_ASSIGNED TASK:_ Beginning with the first line and ending with the one containing "RemcoSimonides, line 56: This", copy the lines of the listing below exactly; omit everything else.

_SOURCE MATERIAL:_
════════
PR #5802, opened 2021-05-17
5760 Bugs and added days to runs duration

RemcoSimonides:
- [x] Fix observables not triggering on map component
- [x] Fix no starting value on currency field
- [x] Added days to runs duration

### DIFF
--- a/apps/catalog/catalog/src/app/marketplace/title/selection/selection.component.ts
+++ b/apps/catalog/catalog/src/app/marketplace/title/selection/selection.component.ts
@@ -38,9 +38,9 @@ export class MarketplaceSelectionComponent implements OnDestroy {
     distinctUntilChanged()
   );
 
-  trackById = (i: number, doc: { id: string }) => doc.id;
-
   private sub = this.currencyForm.valueChanges.pipe(distinctUntilChanged()).subscribe(value => this.updateCurrency(value));
+
+  trackById = (i: number, doc: { id: string }) => doc.id;
 
   constructor(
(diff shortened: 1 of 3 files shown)


apps/catalog/catalog/src/app/marketplace/title/selection/selection.component.ts
```diff
@@ -50,14 +52,15 @@ export class MarketplaceSelectionComponent implements OnInit {
   ) {
     this.bucket$ = this.bucketQuery.selectActive().pipe(
       tap(bucket => {
-        this.setTitle(bucket?.contracts.length)
-        bucket?.contracts.forEach((contract, i) => this.setPrice(i, contract.price))
-      }),
+        this.setTitle(bucket?.contracts.length);
+        if (!!bucket?.currency) this.currencyForm.setValue(bucket.currency);
```
RemcoSimonides, line 56: This does unnecessarily update the bucket once with the starting value of currency when initializing this page. But I couldn't find a way to avoid this :/ do you know?

Mussuranae: I guess you have to subscribe to your `currencyForm` (line 41) after initialized it ? Your subscription leads to the `updateCurrency` function that update the bucket, and you set a value here, so it triggers the `updateCurrency` function.
I don't know if the constructor is set before the `OnInit` of component, but maybe if you let your subscription in a `ngOnInit`, it won't happen ?

Mussuranae (approved):

PR #5803, opened 2021-05-17
Business fixes

Mussuranae:
Fixed some plural, order title in event form, and color of the missing control component


styles/components/bf-missing-control.scss
```diff
@@ -2,11 +2,11 @@
...
   $warn: map-get($theme, warn);
 
-  .missing-control {
+  a.missing-control span {
     color: #F6A92C;
   }
 
-  .mandatory-control {
+  a.mandatory-control {
     color: mat-color($warn, 500);
```
Mussuranae, line 10: If I can suggest to remove the `bf-missing-control.scss` because it was here to set the color of the missing component. But for the design rework of the anchor tag, we create the `anchor` file, and those files have conflict between them. We could merge them completely. The `anchor` file can also be used for the link in blue (exemple with the link to dowload file/images) and all other links we want to custom. I'm afraid that we will currently put a lot of `color: var(--primary);` everywhere instead of trying to stay consistent...
image

apps/festival/festival/src/app/marketplace/event/ended/meeting-ended.component.html
```diff
@@ -12,7 +12,7 @@ <h2>You just left the Meeting.</h2>
     <h4 *ngIf="duration | duration: '' as pipedDuration">It lasted {{ pipedDuration }}.</h4>
 
     <ng-container *ngIf="attendees$ | async as attendees">
-      <h3>There were {{attendees.length}} attendee{attendees.length, plural, =1 {} other {s}}</h3>
+      <h3>There were {{attendees.length}} attendee{attendees.length, plural, =0 {} =1 {} other {s}}</h3>
```
RemcoSimonides, line 15: It's supposed to be "There were 0 attendees", right?
With an 's' when it's 0

libs/media/src/lib/file/upload-widget/upload-widget.component.html
```diff
@@ -1,7 +1,7 @@
 <mat-accordion *ngIf="(tasks.$ | async)?.length as itemCount">
   <mat-expansion-panel expanded>
     <mat-expansion-panel-header i18n>Uploading {{ itemCount }} item{ itemCount,
-      plural, =1 {} other {s} }
+      plural, =0 {} =1 {} other {s} }
```
RemcoSimonides, line 4: Same here. I think with 0 it's correct to include the 's'. "0 items", not "0 item".

libs/ui/src/lib/static-autocomplete/check-boxes/check-boxes.component.ts
```diff
@@ -48,10 +48,14 @@ export class StaticCheckBoxesComponent implements OnInit, OnDestroy {
     ).subscribe(_ => this.checkboxes.forEach(box => box.checked = false))
   }
 
+  compare() {
+    return (a, b) => 1;
+  }
```
RemcoSimonides, line 53: What's this magic doing? 😅

styles/components/bf-missing-control.scss
RemcoSimonides: This one is for Francois to determine

apps/festival/festival/src/app/marketplace/event/ended/meeting-ended.component.html
Mussuranae: Before the changes yes. With the changes it will be `there were 0 attendee`, that's not better ? In fact if we want to do it very well that would be `there was none attendee` no ?

libs/ui/src/lib/static-autocomplete/check-boxes/check-boxes.component.ts
Mussuranae: It's François' power xD
Order the select with the same order in the static model x) The keyvalue pipe order the list by alphabetic order, but we want the original order (the one of the static model). That's the magic here ^^'

GrandSchtroumpf (approved):

PR #5814, opened 2021-05-19
tests for avail-calendar

phpgeekfr:
Still some cases to cover but this is a start


libs/contract/src/lib/avails/tests/calendar.spec.ts
```diff
@@ -0,0 +1,168 @@
...
+    const mandateA = createMandate({ id: 'MandateA', termIds: ['termA'] });
+    const mandateB = createMandate({ id: 'MandateB', termIds: ['termB'] });
+
+    const termA = createTerm({ id: 'termA', contractId: mandateA.id });
+
+    const selectedA = toDurationMarker([mandateA, mandateB], termA);
+    expect(selectedA.contract.id).toEqual(mandateA.id);
+
+    const selectedB = toDurationMarker([mandateA, mandateB], termA);
+    expect(selectedB.contract.id).toEqual(mandateA.id);
```
RemcoSimonides, line 31: You're testing twice the same thing here

RemcoSimonides: termA should be termB

RemcoSimonides (approved):

libs/contract/src/lib/avails/tests/calendar.spec.ts
phpgeekfr: good catch thx

PR #5817, opened 2021-05-20
lint user lib

GrandSchtroumpf:


libs/user/src/lib/auth/forms/profile/profile.component.html
```diff
@@ -26,7 +26,7 @@
         <mat-label>Email Address</mat-label>
         <input matInput test-id="phone-form" placeholder="Email Address" type="tel" [formControl]="form.get('email')" />
       </mat-form-field>
-      <div *ngIf="!(this.authQuery.hasVerifiedEmail$ | async)" fxLayoutAlign="start center">
+      <div *ngIf="(authQuery.hasVerifiedEmail$ | async) === (false || null)" fxLayoutAlign="start center">
```
RemcoSimonides, line 29: How is hasVerifiedEmail ever null?
I didn't know about `x === (1 || 2)` yet so thanks

libs/user/src/lib/user/+state/user.store.ts
```diff
@@ -2,8 +2,7 @@ import { Injectable } from "@angular/core";
 import { StoreConfig, EntityStore, EntityState } from "@datorama/akita";
 import { User } from "@blockframes/auth/+state/auth.store";
 
-export interface UserState extends EntityState<User> {
-}
+export type UserState = EntityState<User>;
```
RemcoSimonides, line 5: So this is how to solve this one :D I was removing the empty interfaces

RemcoSimonides (approved):
LGTM

PR #5820, opened 2021-05-20
Notification Lint

Mussuranae:
Fix Notification lib ES Lint errors and warnings.


libs/notification/src/lib/+state/notification.service.spec.ts
```diff
@@ -65,7 +65,7 @@ describe('Notifications Test Suite', () => {
   it('Formats notification', () => {
     const notificationStore = TestBed.inject(NotificationStore)
     notificationStore.formatNotification = jest.fn();
-    service.formatFromFirestore({} as any);
+    service.formatFromFirestore({} as Notification);
```
GrandSchtroumpf, line 68: I think we should update the `formatFromFirestore` function to support a `Partial<Notification>` instead.

libs/notification/src/lib/components/item/item.component.html
```diff
@@ -1,7 +1,7 @@
 
 <mat-list-item>
   <img matListAvatar [asset]="notification.placeholderUrl" [ref]="notification.imgRef" alt="Notification picture">
-  <p *ngIf="!(xs$ | async)" matLine class="mat-body-1" test-id="notification-message">{{ notification.message }}</p>
+  <p *ngIf="(xs$ | async) === (false || null || undefined)" matLine class="mat-body-1" test-id="notification-message">{{ notification.message }}</p>
```
GrandSchtroumpf, line 4: remove the false. xs$ cannot be false.

GrandSchtroumpf (approved):

libs/notification/src/lib/+state/notification.service.spec.ts
Mussuranae: I will do it in a next PR, I already worked a lot on the utils lib fixes, and this function is a little more complex to fix than "just" change `Notification` by `Partial<Notification>`.

PR #5821, opened 2021-05-20
Fix linter errors. Few warnings still need to be sorted out.

xmano:
I need help with few more lines of code..

libs\media\src\lib\file\viewers\utils.ts

```
(container.nativeElement as any).webkitRequestFullscreen();

(document as any).webkitExitFullscreen();

```

libs\media\src\lib\image\uploader\reference-path.pipe.ts
```
    const getRef = referencesPaths[type][key] as any;
    return getRef(docId)
```

libs\media\src\lib\file\explorer\explorer.component.ts  - can I remove ...args here?
```
  keepOrder(...args) { return 0; }

```

libs\media\src\lib\+state\file-uploader.service.ts
Promise.allSettled() .. configs to be changed by you.


libs/media/.eslintrc.json
```diff
@@ -11,11 +11,11 @@
       "parserOptions": { "project": ["libs/media/tsconfig.*?.json"] },
       "rules": {
         "@angular-eslint/directive-selector": [
-          "warning",
+          1,
```
GrandSchtroumpf, line 14: It should be "warn" instead of 1

libs/media/src/lib/file/carousel/carousel.component.ts
```diff
@@ -18,7 +18,7 @@ export class FileCarouselComponent {
   @Input() files: StorageFile[];
 
   /** Emit the file path that has been selected by the user */
-  @Output() select = new EventEmitter<string>();
+  @Output() selectedPath = new EventEmitter<string>();
```
GrandSchtroumpf, line 21: Change to `selectPath`, make sure it's updated in every html file that use it (if any)

libs/media/src/lib/image/directives/imgix-helpers.ts
```diff
@@ -53,7 +52,7 @@ export function getImgSize(ref?: string) {
 export function formatParameters(parameters: ImageParameters): string {
 
   const query = Object.entries(parameters)
-    .filter(([key, value]) => !!value)
+    .filter(([value]) => !!value)
```
GrandSchtroumpf, line 55: No, this is not at all the same thing. Change for that: 
```typescript
const query = Object.keys(parameters)
  .filter(key => parameters[key])
  .map(key => `${key}=${parameters[key]}`)
  .join('&');
```

libs/media/.eslintrc.json
xmano: fixed

libs/media/src/lib/file/carousel/carousel.component.ts
xmano: Changed and verifying the clients of this component.

libs/media/.eslintrc.json
xmano: done

libs/media/src/lib/image/directives/imgix-helpers.ts
xmano: Fixed.

xmano:
Seeing some build errors with the changes.. Have to fix those.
════════
_EXERCISE RESULT:_
PR #5802, opened 2021-05-17
5760 Bugs and added days to runs duration

RemcoSimonides:
- [x] Fix observables not triggering on map component
- [x] Fix no starting value on currency field
- [x] Added days to runs duration

### DIFF
--- a/apps/catalog/catalog/src/app/marketplace/title/selection/selection.component.ts
+++ b/apps/catalog/catalog/src/app/marketplace/title/selection/selection.component.ts
@@ -38,9 +38,9 @@ export class MarketplaceSelectionComponent implements OnDestroy {
     distinctUntilChanged()
   );
 
-  trackById = (i: number, doc: { id: string }) => doc.id;
-
   private sub = this.currencyForm.valueChanges.pipe(distinctUntilChanged()).subscribe(value => this.updateCurrency(value));
+
+  trackById = (i: number, doc: { id: string }) => doc.id;
 
   constructor(
(diff shortened: 1 of 3 files shown)


apps/catalog/catalog/src/app/marketplace/title/selection/selection.component.ts
```diff
@@ -50,14 +52,15 @@ export class MarketplaceSelectionComponent implements OnInit {
   ) {
     this.bucket$ = this.bucketQuery.selectActive().pipe(
       tap(bucket => {
-        this.setTitle(bucket?.contracts.length)
-        bucket?.contracts.forEach((contract, i) => this.setPrice(i, contract.price))
-      }),
+        this.setTitle(bucket?.contracts.length);
+        if (!!bucket?.currency) this.currencyForm.setValue(bucket.currency);
```
RemcoSimonides, line 56: This does unnecessarily update the bucket once with the starting value of currency when initializing this page. But I couldn't find a way to avoid this :/ do you know?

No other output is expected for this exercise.